The lines from the start of the records through the one containing "- name: display name of result" are to be transcribed exactly, and nothing else.

START Data in this exercise

Issue #1643, opened 2016-05-04
Export Caddisfly data to reports


mtwestra:
We need to export the caddisfly data to reports. 
Related issue: [#1577]

Items to consider:
- format of output when using questionIds
- format of output when not using questionIds
### Format of Caddisfly result data:

JSON string with properties:
- type: always 'caddisfly'
- name: display name of test
- uuid: unique identifier of test
- image: image url (optional)
- result: array of result objects, containing a result object for each specific result returned by the test.

Result object:
- name: display name of result 
- value: numeric value of result
- unit: unit of result
- id: id of result

Example:
{
  "type":"caddisfly",
  "name":"Chlorine and Free Chlorine",
  "uuid":"bf1c19c0-9788-4e26-999e-1b5c6ca28111",
  "image":"45e61553-8568-4719-b922-7f678903e594.png",
  "result":[{
    "name":"Total Chlorine (ppm)",
    "value":10,
    "unit":"ppm",
    "id":1
  },{
    "name":"Free Chlorine (ppm)",
    "value":1.6,
    "unit":"ppm",
    "id":2
  }]
}
### Proposal:
- Caddisfly data is always split into multiple columns
- Columns created are one for each result, and one for the image URL
- Caddisfly data cannot be changed by importing excel files
- The names of the columns contain the name of the result, and the unit

mtwestra:
Say, we have the question text = "Chlorine measurement"
Taking the above example result, this would be exported as follows:

1) using questionId
* 28772937|Chlorine measurement|TEST_TYPE
* --CADDISFLY--|Total Chlorine (ppm)
* --CADDISFLY--|Free Chlorine (ppm)
* --CADDISFLY--|image-URL

2) not using questionId
* Chlorine measurement|TEST_TYPE
* --CADDISFLY--|Total Chlorine (ppm)
* --CADDISFLY--|Free Chlorine (ppm)
* --CADDISFLY--|image-URL

The first column would then contain the test type, and brand, for example:
Chlorine and Free Chlorine (HACH 27450, 50pcs)

mtwestra:
The above system is a bit too rigid in the case of backward compatibility. Therefore, we will change to an implementation where a measurement is spread over two columns: one which has the parameter, and one which has the value:

Say, we have the question text = "Chlorine measurement"
Taking the above example result, this would be exported as follows:

1) using questionId
28772937|Chlorine measurement|TEST_TYPE
--CADDISFLY--|PARAMETER
[...]

PR #1911, opened 2017-01-18
[#1643] Import and export of reports for forms containing caddisfly questions (connect #1643)

muloem:

* We introduce the import and export code for forms containing caddisfly questions.  
  * For the export, we include the results of caddisfly questions, with the possibility for each result on a single column
  * For the import we ignore all caddisfly related columns

## Checklist
* [x] Connect the issue
* [ ] Test plan
* [ ] Copyright header
* [ ] Code formatting
* [ ] Documentation


GAE/src/org/akvo/flow/domain/DataUtils.java
```diff
@@ -28,15 +31,17 @@
...
 
+    private static final Logger log = Logger.getLogger(DataUtils.class);
+
     public static final ObjectMapper JSON_OBJECT_MAPPER = new ObjectMapper();
 
     public static String[] optionResponsesTextArray(String optionResponse) {
         String[] responseArray = null;
 
-        if (optionResponse == null || optionResponse.trim() == "") {
+        if (optionResponse == null || optionResponse.trim().equals("")) {
```
valllllll2000: For this case, it is irrelevant but I would recommend as general practice to replace somestring.equals("") by "".equals(somestring) that way you avoid possible NPE, obviously in this case it will not happen.

GAE/src/org/akvo/flow/domain/DataUtils.java
```diff
@@ -52,14 +57,14 @@
 
         return responseArray;
     }
-    
+
     public static String[] cascadeResponseValues(String data) {
         String[] values = null;
 
-        if (data == null || data.trim() == "") {
+        if (data == null || data.trim().equals("")) {
```
valllllll2000: same as line 41

GAE/src/org/waterforpeople/mapping/dataexport/GraphicalSurveySummaryExporter.java
```diff
@@ -1922,7 +1909,7 @@ public static void main(String[] args) {
         options.put(LOCALE_OPT, "en");
         // options.put(TYPE_OPT, RAW_ONLY_TYPE);
         options.put(LAST_COLLECTION_OPT, "false");
-        options.put("useQuestionId", "true");
+        options.put("useQuestionId", "false");
```
stellanl: Is this intentional? I have sometimes changed this here during testing...

GAE/src/org/waterforpeople/mapping/dataexport/GraphicalSurveySummaryExporter.java
```diff
@@ -817,138 +819,96 @@ private static String dateCellValue(String value) {
...
         return true;
     }
 
     /*
-     * Creates the cell values for a caddisfly question.
+     * Creates the cells containing responses to caddisfly questions
      */
     @SuppressWarnings("unchecked")
     private List<String> caddisflyCellValues(Long questionId, String value,
             Integer numResults, Boolean hasImage, String imagePrefix) {
```
valllllll2000: numResults seems to be unused

GAE/src/org/akvo/flow/domain/DataUtils.java
```diff
@@ -135,4 +140,25 @@ public static String parseSignatory(String value) {
...
+
+    /**
+     * Parse a caddisfly response string and return a corresponding map
+     *
+     * @param caddisflyValue
+     * @return
+     */
+    @SuppressWarnings("unchecked")
+    public static Map<String, Object> parseCaddisflyResponseValue(String caddisflyValue) {
+        Map<String, Object> caddisflyResponseMap = new HashMap<String, Object>();
```
valllllll2000: new HashMap<>(), explicit type is no longer necessary

GAE/src/org/akvo/flow/domain/DataUtils.java
muloem: Good point. and perhaps won't require also the verbosity of two statements.

GAE/src/org/waterforpeople/mapping/dataexport/GraphicalSurveySummaryExporter.java
muloem: This was for testing but has no influence in production since the export() method is where the actual execution starts.

GAE/src/org/akvo/flow/domain/DataUtils.java
valllllll2000: Yes but in this case calling trim() may still produce NPE so the null check is required

GAE/src/org/waterforpeople/mapping/dataexport/GraphicalSurveySummaryExporter.java
muloem: Good catch! I will remove the unused parameter.

Issue #1920, opened 2017-02-01
Dashboard footer design improvements


loicsans:
Specifically looking at better integration of language selector

janagombitova:
@loicsans  currently on UAT1 in the public page (not logged in state) the user sees the language dropdown in it's new location. The location is a much better improvement but the language dropdown is not supposed to be visible on the public page, only on the private one, as we do not translate the public page. 

So it is same as with the Download Flow app link - they both are only shown once you log in 

<img width="1075" alt="screen shot 2017-02-01 at 13 01 41" src="https://cloud.githubusercontent.com/assets/12456965/22506057/a78cca8e-e87e-11e6-9e98-25f38f6d9c0e.png">

janagombitova:
The language dropdown is not showing anymore in the public page - what is now resoled 👍 

@loicsans considering the location of the dropdown is the same as it was, before we talked about improving the design of the footer that triggered this issue, I am going to assume this is still a work in progress.

loicsans:
Reopening the issue to commit improvement to language selector placement

muloem:
Just a question.. in the public page where there is no language button I see the footer links are right-aligned. Is this intentional?

janagombitova:
Footer appears properly on public and private pages, in all browser types and links work fine as well as changing translations. Ready to go

PR #1941, opened 2017-02-14
[#1920] Separated language selector from core links in footer (connect #1920)

loicsans:


loicsans:
screen shot 2017-02-14 at 13 20 17
It should look like that

Issue #1942, opened 2017-02-14
Change `FormInstance.formId` to parse both String and Long data types


muloem:
With the changes introduced in https://github.com/akvo/akvo-flow-mobile/issues/614, the `FormInstance.surveyId` field is now a string when received from the app. This will cause an error if a corresponding change is not made on the dashboard backend. 

In addition we need to ensure that backwards compatibility is maintained so that the apps that aren't updated are also correctly processed.

muloem:
# Test Plan

1. This requires having a device with an APK older than 2.2.10.1 and _manually assigned_ with a survey that contained a form with a "/" in the form name.

2. Fill out responses, submit them and make sure they correctly appear on the dashboard

PR #1950, opened 2017-02-16
Parse faulty device zips (connect #1942)

muloem:

* When processing device zip files that may have erroneously added a string to the `formId` element, the file parsing encounters an error and does not complete.

#### The solution

* We now parse the `formId` as a string and later check that it is indeed a number.  If not, we fall back to using `questionId`, from the responses, to look up the `formId`.

## Checklist
* [x] Connect the issue
* [x] Test plan
* [x] Copyright header
* [x] Code formatting
* [x] Documentation


GAE/src/org/waterforpeople/mapping/serialization/SurveyInstanceHandler.java
```diff
@@ -86,27 +91,58 @@ public static SurveyInstance fromJSON(String data) {
...
+            }
+        }
+
+        return null;
+    }
+
+    /*
+     * Retrieve the formId from the corresponding Question entity in the datastore
+     */
+    private static Long retriveFormIdByQuestionId(String questionId) {
```
valllllll2000: A minor detail but retriveFormIdByQuestionId should be retri**e**veFormIdByQuestionId

GAE/src/org/waterforpeople/mapping/serialization/SurveyInstanceHandler.java
```diff
@@ -86,27 +91,58 @@ public static SurveyInstance fromJSON(String data) {
...
+        Question question = new QuestionDao().getByKey(Long.parseLong(questionId));
```
valllllll2000: is it possible that questionId is null or empty? or can it fail because this question has been deleted?

GAE/src/org/waterforpeople/mapping/serialization/SurveyInstanceHandler.java
muloem: Thats no minor detail!

GAE/src/org/waterforpeople/mapping/serialization/SurveyInstanceHandler.java
muloem: Also possible.  Let me put a catch in place for that.

Issue #1948, opened 2017-02-16
Visually illustrate disabled buttons


muloem:
After the changes in #1869, we are no longer able to distinguish between disabled and enabled buttons for survey and folder creation.  This is confusing as the user thinks the action is available but nothing happens when he/she clicks.

<img width="1240" alt="screen shot 2017-02-16 at 12 08 36" src="https://cloud.githubusercontent.com/assets/533336/23019132/1bd3b5e2-f441-11e6-9acb-236441681e4b.png">

janagombitova:
I have tested this issue out and can confirm, these two buttons seem enabled (full colour and also hovering over works, but clicking on them does not trigger action) even though the user cannot use them. Other elements that should be disabled based on permissions work as expected. 

If a user has no folder related permissions, so he should not be able to use Add folder and Create new survey (as it is currently set up).  

If a user had all folder and form related permissions, but connected to a particular folder Add folder and Create new survey are only enabled once in that particular folder. 

If a user has all folder and form related permissions to all folders on the instance, then Add folder is enabled on the main survey page, but Create new survey is not, only until in a folder. Only the Akvo super admins can use that function also on the main page. So this one needs to be visually disabled as well.

janagombitova:
## Test plan: 

1. Make sure create survey button disabled outside of folder and info window is shown 
1. Make sure button is enabled inside a folder 
1. Check with different browsers and user permissions

janagombitova:
👍  works like a charm

PR #1951, opened 2017-02-17
[#1948] disabled buttons should appear as so (connect #1948)

loicsans:


loicsans:
screen shot 2017-02-17 at 12 55 01

Issue #1952, opened 2017-02-17
Load d3 javascript library only when user navigates to reports tab


kymni:
D3 library currently loaded when dashboard is first loaded. It should only be loaded when needed in the reports tab

kymni:
## Test plan
*Load the dashboard
*Confirm that d3 library is missing from automatically loaded libraries
*Navigate to reports tab
*Confirm that d3 library is now loaded

janagombitova:
https://github.com/akvo/akvo-flow/pull/1953#issuecomment-291405973 see this comment that explains why the issues were not merged but only closed

PR #1953, opened 2017-02-17
#1952 load d3 library when user opens the reports tab (connect #1952)

kymni:
## Checklist
* [ ] Connect the issue
* [ ] Test plan
* [ ] Copyright header
* [ ] Code formatting
* [ ] Documentation


muloem:
@kymni I will close this one for now.  It addresses the issue but I believe we better handle it once and for all with the module packaging setup.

END Data in this exercise

■ Problem solution
Issue #1643, opened 2016-05-04
Export Caddisfly data to reports


mtwestra:
We need to export the caddisfly data to reports. 
Related issue: [#1577]

Items to consider:
- format of output when using questionIds
- format of output when not using questionIds
### Format of Caddisfly result data:

JSON string with properties:
- type: always 'caddisfly'
- name: display name of test
- uuid: unique identifier of test
- image: image url (optional)
- result: array of result objects, containing a result object for each specific result returned by the test.

Result object:
- name: display name of result 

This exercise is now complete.